The constant C is dictated by the condition \(N_2(0)=0\), whence \(C=-\lambda _1 N_0 / (\lambda _2-\lambda _1)\) and

$$ N_2(t) = {\lambda _1\over \lambda _1-\lambda _2} N_0 \left[ \mathrm {e}^{-\lambda _2 t} - \mathrm {e}^{-\lambda _1 t} \right] . $$

The same trick can be used to obtain the remaining elements of the chain: in the ith line of the system we always multiply \(\dot{N}_i\) by \(\mathrm {e}^{\lambda _i t}\), carry over \(-\lambda _i \, \mathrm {e}^{\lambda _i t}N_i\) to the left where it can be joined with its neighbor into a derivative of a product, grab the result from the previous step, and integrate.
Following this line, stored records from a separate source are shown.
PR #641, opened 2016-01-16
[WIP] Adding XmlPeek for reading XML values.

patridge:
## Goal

Allow a build script to extract values from XML files.

Example

```
Task("PrintServerValue")
    .Does(() =>
{
    var file = File("test.xml");
    var serverValue = XmlPeek("/configuration/appSettings/add[@key = 'server']/@value");
    Information(serverValue);
});
```

## Current State

I copied over XmlPoke code and its testing code as well. From there, I removed the writing logic, and set it to return a `Value` string.

## Work Needed

I am terrible with XPath stuff, and I haven't been able to confirm what I've written will actually work. Unfortunately, I am working on a Mac using Xamarin Studio for these changes. I ran into a number of issues building and testing. I feel bad even putting this in a pull request, but I've been changing so many things trying to test it locally with NUnit, I wouldn't be sure I was even testing the same thing if I get it to work. Here are the issues I ran into that may or may not be easy to fix.

* The current develop branch doesn't build at all, even before I made changes. Every instance of `using Cake.Common.Tests.Properties;` is a build error. I have these removed locally, but not committed.
* Running xUnit tests on Xamarin Studio is problematic. I haven't figured out how to get it to happen at all.
* Running `./build.sh` from the command line built it fine, but failed on every non-skipped unit tests with the following error.

> System.Resources.MissingManifestResourceException : Could not find any resources appropriate for the specified culture or the neutral culture.  Make sure "Cake.Common.Tests.Resources.resources" was correctly embedded or linked into assembly "Cake.Common.Tests" at compile time, or that all the satellite assemblies required are loadable and fully signed.

I don't know if these problems are all specific to my machine or to my environment in general (OS X, XS, etc.). The first item above could even be a preexisting issue with current develop branch.

### DIFF
--- a/src/Cake.Common/Xml/XmlPeekAliases.cs
+++ b/src/Cake.Common/Xml/XmlPeekAliases.cs
@@ -1,0 +1,113 @@
+﻿using System;
+using System.Globalization;
+using System.IO;
+using System.Xml;
+using Cake.Core;
+using Cake.Core.Annotations;
+using Cake.Core.Diagnostics;
+using Cake.Core.IO;
+
+namespace Cake.Common.Xml
+{
+    /// <summary>
+    /// Contains functionality related to XML XPath queries.
+    /// </summary>
+    [CakeAliasCategory("XML")]
+    public static class XmlPeekAliases
+    {
+        /// <summary>
+        /// Gets the value of a target node.
+        /// </summary>
+        /// <returns>The value found at the given XPath query.</returns>
+        /// <param name="context">The context.</param>
+        /// <param name="filePath">The target file.</param>
+        /// <param name="xpath">The xpath of the node to get.</param>
+        [CakeMethodAlias]
+        public static string XmlPeek(this ICakeContext context, FilePath filePath, string xpath)
+        {
+            return context.XmlPeek(filePath, xpath, new XmlPeekSettings());
+        }
+        
+        /// <summary>
+        /// Get the value of a target node.
+        /// </summary>
+        /// <returns>The value found at the given XPath query.</returns>
+        /// <param name="context">The context.</param>
+        /// <param name="filePath">The target file.</param>
+        /// <param name="xpath">The xpath of the nodes to set.</param>
+        /// <param name="settings">Additional settings to tweak Xml Peek behavior.</param>
+        [CakeMethodAlias]
+        public static string XmlPeek(this ICakeContext context, FilePath filePath, string xpath, XmlPeekSettings settings)
+        {
+            if (context == null)
+            {
+                throw new ArgumentNullException("context");
+            }
+            
+            if (filePath == null)
+            {
+                throw new ArgumentNullException("filePath");
+            }
+            
+            var file = context.FileSystem.GetFile(filePath);
+            if (!file.Exists)
+            {
+                throw new FileNotFoundException("Source File not found.", file.Path.FullPath);
+            }
+            
+            using (var memoryStream = new MemoryStream())
+            {
+                using (var fileStream = file.Open(FileMode.Open, FileAccess.Read, FileShare.None))
+                using (var xmlReader = XmlReader.Create(fileStream))
+                using (var xmlWriter = XmlWriter.Create(memoryStream))
+                {
+                    var xmlValue = XmlPeek(xmlReader, xpath, settings);
+                    if (xmlValue == null)
+                    {
+                        context.Log.Warning("Warning: Failed to find node matching the XPath '{0}'", xpath);
+                    }
+                    return xmlValue;
+                }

For the third element of the chain, for example, we obtain

$$ N_3(t) = \lambda _1 \lambda _2 N_0 \left[ {\mathrm {e}^{-\lambda _1 t} \over (\lambda _2-\lambda _1)(\lambda _3-\lambda _1)} +{\mathrm {e}^{-\lambda _2 t} \over (\lambda _1-\lambda _2)(\lambda _3-\lambda _2)} +{\mathrm {e}^{-\lambda _3 t} \over (\lambda _1-\lambda _3)(\lambda _2-\lambda _3)} \right] . $$

It is obvious that this can be generalized to

$$\begin{aligned} N_k(t) = \sum _{i=1}^k \left( \prod _{{j=1\atop j\ne i}}^k {\lambda _j \over \lambda _j-\lambda _i} \right) \lambda _i \, \mathrm {e}^{-\lambda _i t} , \end{aligned}$$
(3.28)

except that we must replace \(\lambda _k \rightarrow N_0\) in the numerator of all fractions. Such a distribution, which in general describes a sum of independent , exponentially distributed variables, each with its own parameter \(\lambda _i\), is called hypo-exponential.